You are given a 0-indexed array of positive integers nums. A triplet of three distinct indices (i, j, k) is called a single divisor triplet of nums if nums[i] + nums[j] + nums[k] is divisible by exactly one of nums[i], nums[j], or nums[k].

Return the number of single divisor triplets of nums.

 

Example 1:

Input: nums = [4,6,7,3,2]
Output: 12
Explanation:
The triplets (0, 3, 4), (0, 4, 3), (3, 0, 4), (3, 4, 0), (4, 0, 3), and (4, 3, 0) have the values of [4, 3, 2] (or a permutation of [4, 3, 2]).
4 + 3 + 2 = 9 which is only divisible by 3, so all such triplets are single divisor triplets.
The triplets (0, 2, 3), (0, 3, 2), (2, 0, 3), (2, 3, 0), (3, 0, 2), and (3, 2, 0) have the values of [4, 7, 3] (or a permutation of [4, 7, 3]).
4 + 7 + 3 = 14 which is only divisible by 7, so all such triplets are single divisor triplets.
There are 12 single divisor triplets in total.

Example 2:

Input: nums = [1,2,2]
Output: 6
Explanation:
The triplets (0, 1, 2), (0, 2, 1), (1, 0, 2), (1, 2, 0), (2, 0, 1), and (2, 1, 0) have the values of [1, 2, 2] (or a permutation of [1, 2, 2]).
1 + 2 + 2 = 5 which is only divisible by 1, so all such triplets are single divisor triplets.
There are 6 single divisor triplets in total.

Example 3:

Input: nums = [1,1,1]
Output: 0
Explanation:
There are no single divisor triplets.
Note that (0, 1, 2) is not a single divisor triplet because nums[0] + nums[1] + nums[2] = 3 and 3 is divisible by nums[0], nums[1], and nums[2].

 

Constraints:

  • 3 <= nums.length <= 105
  • 1 <= nums[i] <= 100

Solutions

Solution 1: Counting + Enumeration

We notice that the range of elements in the array nums is $[1, 100]$. Therefore, we can enumerate three numbers $a, b, c$, where $a, b, c \in [1, 100]$, and then determine whether $a + b + c$ can only be divided by one of $a, b, c$. If so, we can calculate the number of single-factor triples with $a, b, c$ as elements.
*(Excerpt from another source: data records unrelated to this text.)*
PR #1661, opened 2022-12-01
feat(profiling): Expand the discard reasons

phacops:
We only have a limited number of discard reasons for profiling and as the number of invalid profiles grow, it's difficult to understand why and make sure it's not due to a bug.

This PR aims to add more discard reasons and log an error in case we have a JSON deserialization error so we can investigate and fix it.

### DIFF
--- a/relay-profiling/src/error.rs
+++ b/relay-profiling/src/error.rs
@@ -2,8 +2,8 @@ use thiserror::Error;
 
 #[derive(Debug, Error)]
 pub enum ProfileError {
-    #[error("invalid json in profile")]
-    InvalidJson(#[source] serde_json::Error),
+    #[error(transparent)]
+    InvalidJSON(#[from] serde_json::Error),
     #[error("invalid base64 value")]
     InvalidBase64Value,
     #[error("invalid sampled profile")]
@@ -20,4 +20,8 @@ pub enum ProfileError {
     InvalidTransactionMetadata,
     #[error("missing profile metadata")]
     MissingProfileMetadata,
+    #[error("malformed stacks")]
+    MalformedStacks,
+    #[error("malformed samples")]
+    MalformedSamples,
 }
--- a/relay-profiling/src/error.rs
+++ b/relay-profiling/src/error.rs
@@ -3,7 +3,7 @@ use thiserror::Error;
 #[derive(Debug, Error)]
 pub enum ProfileError {
     #[error(transparent)]
-    InvalidJSON(#[from] serde_json::Error),
+    InvalidJson(#[from] serde_json::Error),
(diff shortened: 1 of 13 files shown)


relay-profiling/src/sample.rs
```diff
@@ -233,6 +261,10 @@ pub fn expand_sample_profile(payload: &[u8]) -> Result<Vec<Vec<u8>>, ProfileErro
             }
         });
 
+        if new_profile.profile.samples.is_empty() {
+            return Err(ProfileError::NotEnoughSamples);
+        }
```
Zylphrex: This is going to drop the entire profile when one of the transactions in it has no samples right?

relay-profiling/src/outcomes.rs
```diff
@@ -0,0 +1,44 @@
...
+
+pub fn discard_reason(err: ProfileError) -> DiscardReason {
+    match err {
+        ProfileError::CannotSerializePayload => DiscardReason::FailedSerialization,
+        ProfileError::NotEnoughSamples => DiscardReason::NotEnoughSamples,
+        ProfileError::NoTransactionAssociated => DiscardReason::NoTransactionAssociated,
+        ProfileError::InvalidTransactionMetadata => DiscardReason::InvalidTransactionMetadata,
+        ProfileError::MissingProfileMetadata => DiscardReason::InvalidProfileMetadata,
+        ProfileError::MalformedStacks => DiscardReason::MalformedStacks,
+        ProfileError::MalformedSamples => DiscardReason::MalformedSamples,
```
jjbayer: Given that this is a 1:1 mapping, why not just implement a direct mapping from `ProfileError -> &'static str`?

relay-profiling/src/error.rs
```diff
@@ -2,8 +2,8 @@ use thiserror::Error;
 
 #[derive(Debug, Error)]
 pub enum ProfileError {
-    #[error("invalid json in profile")]
-    InvalidJson(#[source] serde_json::Error),
+    #[error(transparent)]
+    InvalidJSON(#[from] serde_json::Error),
```
jjbayer: We usually keep acronyms camel case, see 

https://github.com/getsentry/relay/blob/4fc80841346a088c40bb4cd69165e80b5e8862f7/relay-kafka/src/producer/mod.rs#L38

and 

https://rust-lang.github.io/api-guidelines/naming.html

jjbayer (approved):
Two comments, apart from those this looks good to me!

relay-profiling/src/sample.rs
phacops: Not anymore.

Zylphrex (approved):

Issue #1630, opened 2022-11-24
Restrict transactions to 5 days into the past


jan-auer:
Currently we allow transactions to be back-dated 30 days into the past, but transaction metrics are restricted to 5 days, a restriction which our storage relies on.

It would make sense to apply the same 5 day restriction to transactions themselves now as well.

From an internal conversation:

> The system relies on that 5 days invariant. Places it relies on:
>  * The raw table has 6 days retention. I am not even sure clickhouse will materialize data older than 5 days.
>  * Inserts are not idempotent in the DB. So any migration requires us to ingest for a duration of time equal to the max backdating. If we increase that we will have a hard time migrating data.
>  * The raw table has daily partitions. If we start having concurrent writes for 30 days we can blow up the DB

jan-auer:
Transactions are now accepted with up to 5 days delay and otherwise dropped.

Note that we still observe internal errors about outdated metric inserts and buckets. Those are most likely coming from sessions, which will need a similar fix to #1663.

PR #1663, opened 2022-12-02
fix(server): Drop transactions outside of the metrics time range

jan-auer:
Relay used to accept transactions back-dated up to 30 days into the
past, but transaction metrics are restricted to 5 days, a restriction
which our storage relies on. With this PR, metric extraction now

The specific calculation method is as follows:

  • If $a = b$, then the number of single-factor triples with $a, b, c$ as elements is $x \times (x - 1) \times z$, where $x$, $y$, $z$ represent the number of occurrences of $a$, $b$, $c$ in the array nums respectively.
  • If $a = c$, then the number of single-factor triples with $a, b, c$ as elements is $x \times (x - 1) \times y$.
  • If $b = c$, then the number of single-factor triples with $a, b, c$ as elements is $x \times y \times (y - 1)$.
  • If $a, b, c$ are all different, then the number of single-factor triples with $a, b, c$ as elements is $x \times y \times z$.

Finally, we add up the numbers of all single-factor triples.

The time complexity is $O(M^3)$, and the space complexity is $O(M)$. Where $M$ is the range of elements in the array nums.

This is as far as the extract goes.